A journalist and new mother has humorously how was your first experience in a restaurant with your child do You feel identified?“The first time we went with Gaston to a restaurant, I was a mom scary and he's a little of two months with cries of hysteria.
I did not know to decipher anything, their cries gave me dread, yes I said awesomeness, it was like a cat that were choking.
I don't know why but my only salvation was to put it in your egg out of the car and take it for a walk. Perhaps it has been because always I have calmed down with the rides in the car, in reality I am not so clear who was reassuring, if to me or to him.
That summer day we build value and we went with him to eat pizza as we have in the old days when we were just a couple with hunger, and the third member was non-existent even.

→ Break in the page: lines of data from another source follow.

PR #1526, opened 2021-02-12
Name font calibration distances

### LINKED ISSUE #1521: Magic spaces
While working on #1491 I found a magic space and while looking to fix that, I've found a couple of more:

[gregoriotex-signs.tex:1213](https://github.com/gregorio-project/gregorio/blob/7f0023a0d025f5fc44314b205b25d513c6ce973d/tex/gregoriotex-signs.tex#L1213):`			\gre@dimen@temp@three=\dimexpr(3700sp * \gre@factor)\relax %`
[gregoriotex-signs.tex:1215](https://github.com/gregorio-project/gregorio/blob/7f0023a0d025f5fc44314b205b25d513c6ce973d/tex/gregoriotex-signs.tex#L1215):`			\gre@dimen@temp@three=\dimexpr(4500sp * \gre@factor)\relax%`
[gregoriotex-signs.tex:1218](https://github.com/gregorio-project/gregorio/blob/7f0023a0d025f5fc44314b205b25d513c6ce973d/tex/gregoriotex-signs.tex#L1218):`			\gre@dimen@temp@three=\dimexpr(2500sp * \gre@factor)\relax %`
[gregoriotex-spaces.tex:173](https://github.com/gregorio-project/gregorio/blob/7f0023a0d025f5fc44314b205b25d513c6ce973d/tex/gregoriotex-spaces.tex#L173):`	\global\gre@dimen@stafflineheight=\dimexpr(1500 sp * \gre@stafflinefactor)\relax %`
[gregoriotex-spaces.tex:182](https://github.com/gregorio-project/gregorio/blob/7f0023a0d025f5fc44314b205b25d513c6ce973d/tex/gregoriotex-spaces.tex#L182):`	\global\gre@dimen@interstafflinespace=\dimexpr((31500sp * \gre@factor) %`
[gregoriotex-spaces.tex:220](https://github.com/gregorio-project/gregorio/blob/7f0023a0d025f5fc44314b205b25d513c6ce973d/tex/gregoriotex-spaces.tex#L220):`	\global\gre@dimen@constantglyphraise = \dimexpr((-22000 sp * \gre@factor) %`
[gregoriotex-spaces.tex:815](https://github.com/gregorio-project/gregorio/blob/7f0023a0d025f5fc44314b205b25d513c6ce973d/tex/gregoriotex-spaces.tex#L815):`	\global\gre@dimen@glyphraisevalue = \dimexpr(15750 sp * \gre@factor * \gre@count@temp@three)\relax %`
[gregoriotex-spaces.tex:999](https://github.com/gregorio-project/gregorio/blob/7f0023a0d025f5fc44314b205b25d513c6ce973d/tex/gregoriotex-spaces.tex#L999):`		\global\gre@dimen@additionaltopspace=\dimexpr(15750 sp * \gre@count@temp@one * \gre@factor)\relax %`
[gregoriotex-spaces.tex:1006](https://github.com/gregorio-project/gregorio/blob/7f0023a0d025f5fc44314b205b25d513c6ce973d/tex/gregoriotex-spaces.tex#L1006):`		\global\gre@dimen@additionaltopspacealt=\dimexpr(15750 sp * \gre@count@temp@one * \gre@factor)\relax %`
[gregoriotex-spaces.tex:1013](https://github.com/gregorio-project/gregorio/blob/7f0023a0d025f5fc44314b205b25d513c6ce973d/tex/gregoriotex-spaces.tex#L1013):`		\global\gre@dimen@additionaltopspacenabc=\dimexpr(15750 sp * \gre@count@temp@one * \gre@factor)\relax %`

The ones in gregoriotex-spaces.tex all appear to be related to the staff lines (the distance between them, their thickness, the vertical distance between note positions, etc.).  The ones in gregoriotex-signs.tex seem to be related to positioning the mora after a punctum inclinatum.

Should I convert all these to configurable dimensions, or should they remain as hard-coded internal values?  In either case, I'm going to try to work out the sensical relations between the numbers and store them in registers so that they can be referred to by name.

rpspringuel:
There were several "magic distances" still in the code.  All of these distances are related to calibrating things to the fonts and so should not be user editable.  However, having those numbers scattered through the codebase is harder to maintain (if you change one, you have to figure out which of the others also needs to change, by how much, and where they all are), so based on relationships between the numbers, I've reduced them to 6 named dimensions which are then used as needed in the various calculations.

Fixes #1521.

### DIFF
--- a/CHANGELOG.md
+++ b/CHANGELOG.md
@@ -17,8 +17,8 @@ As of v3.0.0 this project adheres to [Semantic Versioning](http://semver.org/). 
 - GregorioTeX will now look in additional places for scores using.  Users can specify paths to look in using `\gresetgregpath`.  If scores are not found in the current working directory or the list of provided paths, we fall back on kpse to try and find them.  See [#1395](https://github.com/gregorio-project/gregorio/issues/1395).
 - Added the ability to toggle the visibility of the translation and above lines text.  See [user request on mailing list](https://groups.google.com/g/gregorio-users/c/J-V0dkBMevY).
 
-### Deprecated
-- `noteadditionalspacelinestext` is removed in favor of calculating the actual amount of additional space needed by low notes.
+### Changed
+- `noteadditionalspacelinestext` now calculates the actual amount of additional space needed by low notes.  To enable the old behavior (when `noteadditionalspacelinestext` is set by the user), use `\gresetnoteadditionalspacelinestext{manual}`.  See [#1521](https://github.com/gregorio-project/gregorio/issues/1521) and [#1526](https://github.com/gregorio-project/gregorio/pull/1526).
 
 
 ## [5.2.1] - 2019-04-06
--- a/CHANGELOG.md
+++ b/CHANGELOG.md
@@ -17,8 +17,8 @@ As of v3.0.0 this project adheres to [Semantic Versioning](http://semver.org/). 
 - GregorioTeX will now look in additional places for scores using.  Users can specify paths to look in using `\gresetgregpath`.  If scores are not found in the current working directory or the list of provided paths, we fall back on kpse to try and find them.  See [#1395](https://github.com/gregorio-project/gregorio/issues/1395).
 - Added the ability to toggle the visibility of the translation and above lines text.  See [user request on mailing list](https://groups.google.com/g/gregorio-users/c/J-V0dkBMevY).
 
-### Removed
-- `noteadditionalspacelinestext` is removed in favor of calculating the actual amount of additional space needed by low notes.  Because the replacement is an automatic calculation, we skip straight to marking `noteadditionalspacelinestext` as obsolete (as we generally require deprecated code to still be functional).
+### Deprecated
+- `noteadditionalspacelinestext` is removed in favor of calculating the actual amount of additional space needed by low notes.
 
 
 ## [5.2.1] - 2019-04-06
--- a/CHANGELOG.md
+++ b/CHANGELOG.md
@@ -17,6 +17,9 @@ As of v3.0.0 this project adheres to [Semantic Versioning](http://semver.org/). 
 - GregorioTeX will now look in additional places for scores using.  Users can specify paths to look in using `\gresetgregpath`.  If scores are not found in the current working directory or the list of provided paths, we fall back on kpse to try and find them.  See [#1395](https://github.com/gregorio-project/gregorio/issues/1395).
 - Added the ability to toggle the visibility of the translation and above lines text.  See [user request on mailing list](https://groups.google.com/g/gregorio-users/c/J-V0dkBMevY).
 
+### Removed
+- `noteadditionalspacelinestext` is removed in favor of calculating the actual amount of additional space needed by low notes.  Because the replacement is an automatic calculation, we skip straight to marking `noteadditionalspacelinestext` as obsolete (as we generally require deprecated code to still be functional).
+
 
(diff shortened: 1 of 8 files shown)


rpspringuel:
One question on this remains:

Right now we have `noteadditionalspacelinestext` which is the amount of space added per level of really low note and is approximately `((\gre@dimen@interstafflinedistancebase + \gre@dimen@stafflinethicknessbase) / 2 )` (the vertical distance between notes a half-step apart).  Should we replace this distance with the formula or is there a reason why when adding space between the notes and the lyrics, one would want to add something other than the distance actually required by the low note position?

rpspringuel:
It should be noted that currently in the code `((\gre@dimen@interstafflinedistancebase + \gre@dimen@stafflinethicknessbase) / 2 )` is used for high notes above the staff.  For consistencies sake, if `noteadditionalspacelinestext` it to be retained, then we should do something similar for the above staff notes.

henryso (approved):
I'm going to trust that your math is right.  If the tests pass, then it probably is, or at least is close enough.

rpspringuel:
What about the issue with `noteadditionalspacelinestext`?

rpspringuel:
What about the issue with `noteadditionalspacelinestext`?  Is it more reasonable to have the amount of space added (both above and below the staff) be based how much outside the staff the high/low notes are, or allow the user to customize the amount of space added per step outside the staff?

henryso:
If it works, then go for it.  I know there's some weirdness in spaces above and below the staff.

rpspringuel:
I've pushed the changes to eliminate `noteadditionalspacelinestext` in favor of the automatic calculation.  Tests with extremely low notes are altered slightly, as the default value for that distance was not exactly what the calculation would have predicted.  If everything looks good, then this is ready for merge.

henryso:
Is there a way to set things up so that the spacing of those low notes are not changed?  I suspect that some people (like me, for instance) will have scores already typeset and want to retain the old spacing, even if it's wonky.

rpspringuel:
I could probably toggle the behavior with a conditional. Let me look at that after Mass. 

rpspringuel:
Okay, I think I've got that worked out.  Please look it over and let me know if you see any problems.

rpspringuel:
Note that the associated test PR has changed due to some of the monkey business I did to extract the old test results for the backwards compatibility tests.  That process was much harder than it really should have been.

henryso:
I don't think this is deprecation.  I see this as an alternative that doesn't really go away.

rpspringuel:
Hmmm...  That’s going to require a slightly different approach. 

Now, currently the additional space added for high notes is calculated while the additional space for low notes is manually set. If we’re going to preserve the ability to manually set the space for low notes, should we add the ability to do so for high notes?  If so, should the user be able to independently decide whether to use the manual or automatic setting for low and high notes (requiring two switches with two positions each), or does it suffice to have there be a single manual vs automatic setting?

henryso:
I think that there should be a "legacy" switch only for the lower notes as the upper notes have been working as they've been working thus far and no one has been asking for a way to make the high note spacing work like the low note spacing.  We'd only need this for the people who have things typeset and laid out and for whom such a change would cause a big mess and a need to re-layout the work.

rpspringuel:
Okay.  I can work on that tomorrow. 

rpspringuel:
Converted.  I'll be offline on Ash Wednesday so if you spot anything I'll deal with it on Thursday.

henryso:
Looks OK to me.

I think that was one of the things that dismay has caused me, from the minute of arriving only prayed for me that Gaston, with his two months of life, were comfortable and were of your liking that place.
Any movement or sound that could alter it provoked in me a scare, almost sacrilegious.
We sat down, made ourselves comfortable to that mini to be as smoothly as possible and we ask for the menu... Wow, a break absolutely deserved and hoping not to move a pin in that local.
They began to bring us things, it seemed that battle won, when Gaston to jaw swing begins with its asymmetrical sounds of something that, crying was not, rather, shouts of a character abominable. Took air to continue the calvary while the people on the sides watching with gestures accusers and of pity.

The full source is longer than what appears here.